Resolution

  In locating an earthquake or a petroleum drilling site there will be an uncertainty in location, say $(\Delta x, \Delta y, \Delta z)$ caused by measurement errors and the physical size of the target. In measuring a voltage there will be a measuring accuracy $\Delta v$.The frequency of useful seismic waves will have a bandwidth $\Delta\omega$.The time at which an earthquake occurs will have an uncertainty given by the duration of shaking $\Delta t$.A telescope of diameter $\Delta d$ has at best a resolving power measured by a certain angular range $\Delta \theta$.It is often desirable to make measurements in such a way as to reduce the quantities $\Delta x$, $\Delta y$, $\Delta z$, $\Delta v$, $\Delta\omega$, $\Delta t$,$\Delta d$, and $\Delta \theta$ to values as small as possible.
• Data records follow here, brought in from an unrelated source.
PR #1017, opened 2022-05-31
Fix passing of tub metadata

DocGarbanzo:
# Template complete.py does not support passing tub metadata

According to the docopt string, the complete template should allow to read tub metadata as 
```
--meta=foo:bar --meta=baz:44
```
but it doesn't. This change fixes it.

### DIFF
--- a/donkeycar/templates/complete.py
+++ b/donkeycar/templates/complete.py
@@ -848,8 +848,9 @@ if __name__ == '__main__':
     if args['drive']:
         model_type = args['--type']
         camera_type = args['--camera']
+        meta_kv = [tuple(s.split(':')) for s in args['--meta']]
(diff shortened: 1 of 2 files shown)


cfox570:
Instead of changing the complete.py template, I recommend you change Tub_v2.   Look at datastore.py from Version 3.  The split code is in the init procedure for Tub.    If the meta conversion is handled here, the meta data could be setup in config.py or myconfig.py and passed to the tub part instead of only relying on the command line parameter.

DocGarbanzo:
@cfox570 - I have changed the code to allow what you suggested, i.e. merging `METADATA` from the config with the template arguments. I hope you find that useful.

cfox570:
Perfect.  Thanks for the update.

PR #1018, opened 2022-06-01
Adding VESC support to DonkeyCar

sisaha9:
Still pending final test run (previous test runs were more bruteforced). Is there anything else that needs to be added to this PR? What's the best place to add documentation? 

From Triton AI (Specifically @ivanferrier 's effort)


Ezward:
This is very exciting; thank you for creating this.  What will we get for documentation?  With just a donkey part we will get a tremendous number of questions in discord on how to make this work.  We need docs.donkeycar.com to have good documentation for this drive train.  My methodology is to create a parallel branch in the [donkeydocs repo](https://github.com/autorope/donkeydocs) that we can merge when we merge this PR.   It should include whatever setup kind of setup the user needs to make with the vesc_tool to make this work.  Are there any good videos or other online resources that we can point to?   Thanks again.

sisaha9:
@Ezward just opened a PR in https://github.com/autorope/donkeydocs/pull/39

sisaha9:
Also tested the changes on the car and we can smoothly control with VESC using this code

donkeycar/parts/actuator.py
```diff
@@ -166,6 +166,60 @@ def set_pulse(self, pulse):
     def run(self, pulse):
         self.set_pulse(pulse)
 
+class VESC:
+    ''' 
+    VESC Motor controler using pyvesc
```
Ezward, line 171: Thanks for the great header.

donkeycar/templates/cfg_complete.py
```diff
@@ -221,6 +221,16 @@
...
 STEERING_RIGHT_PWM = 290   # pwm value for full right steering (use `donkey calibrate` to measure value for your car)
 
+#VESC controller, primarily need to change VESC_SERIAL_PORT  and VESC_MAX_SPEED_PERCENT
+VESC_MAX_SPEED_PERCENT =.2  # Max speed as a percent of the actual speed
+VESC_SERIAL_PORT= "/dev/ttyACM0" # Serial device to use for communication. Can check with ls /dev/tty*
+VESC_HAS_SENSOR= True # Whether or not the bldc motor is using a hall effect sensor
+VESC_START_HEARTBEAT= True # Whether or not to automatically start the heartbeat thread that will keep commands alive.
+VESC_BAUDRATE= 115200 # baudrate for the serial communication. Shouldn't need to change this.
+VESC_TIMEOUT= 0.05 # timeout for the serial communication
+VESC_STEERING_SCALE= 0.5 # VESC accepts steering inputs from 0 to 1. Joystick is usually -1 to 1. This changes it to -0.5 to 0.5
```
Ezward, line 231: I understand from the comments that VESC_STEERING_SCALE and VESC_STEERING_OFFSET work to get to scale and translate the joystick input from -1..1 to 0..1 so it is compatible with VESC.  My question is, should this even be configurable?  Can we just hard code this (or at assign default to the related arguments and don't expose any configuration).

Ezward (changes requested):
I have a question regarding steering scaling.  Also, the PR indicates this has not been fully tested, 'Still pending final test run'.  How can we get it tested?  Finally, how much of this assumes an F1Tenth setup?  What if I bring my own car with my own motor?

donkeycar/parts/actuator.py
sisaha9: No problem! It was written by @ivanferrier

donkeycar/templates/cfg_complete.py
sisaha9: Mentioned in the other PR but this should be configurable since the web UI has a default mapping of 0 to 1 which is what the VESC expects (which means the scale and offset will both be 0)

sisaha9:
> I have a question regarding steering scaling. Also, the PR indicates this has not been fully tested, 'Still pending final test run'. How can we get it tested? Finally, how much of this assumes an F1Tenth setup? What if I bring my own car with my own motor?

Will be seeing if we can modify it to non F1Tenth cars (we usually don't use their XML file). That being said this was tested on our cars and it worked. So it is no longer pending the final test run. Had mentioned it here: https://github.com/autorope/donkeycar/pull/1018#issuecomment-1145128788

donkeycar/templates/cfg_complete.py
Ezward: What web UI are you talking about?  If the http://<yourcar>.local::8887/drive is producing only 0..1 values for throttle then that is a bug.  It should act like a game controller and produce -1 to 1.

Ezward (approved):
Thanks for creating this part.  I see in the docs it is clear what it has been tested on, so that is good enough for me.  If I find anything different when I setup my car I'll add it to the docs.

sisaha9:
@DocGarbanzo I have rebased and bumped the version number. For the `donkeydocs` repo we will be making updated instructions to work on any car during the summer and will make a PR there later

These measures of resolution (which are called variances, tolerances, uncertainties, bandwidths, durations, spreads, spans, etc.) sometimes interact with one another in such a way that any experimental modification which reduces one must necessarily increase another or some combination of the others. The purpose of this chapter is to discuss some of the commonly occurring situations where such conflicting interactions occur.

In this chapter we use $\Delta t$ to denote the time duration of a signal. We use $\tau$ to denote the amount of time which passes between sample points. In other chapters, $\Delta t$ is synonymous with $\tau$, the sample interval.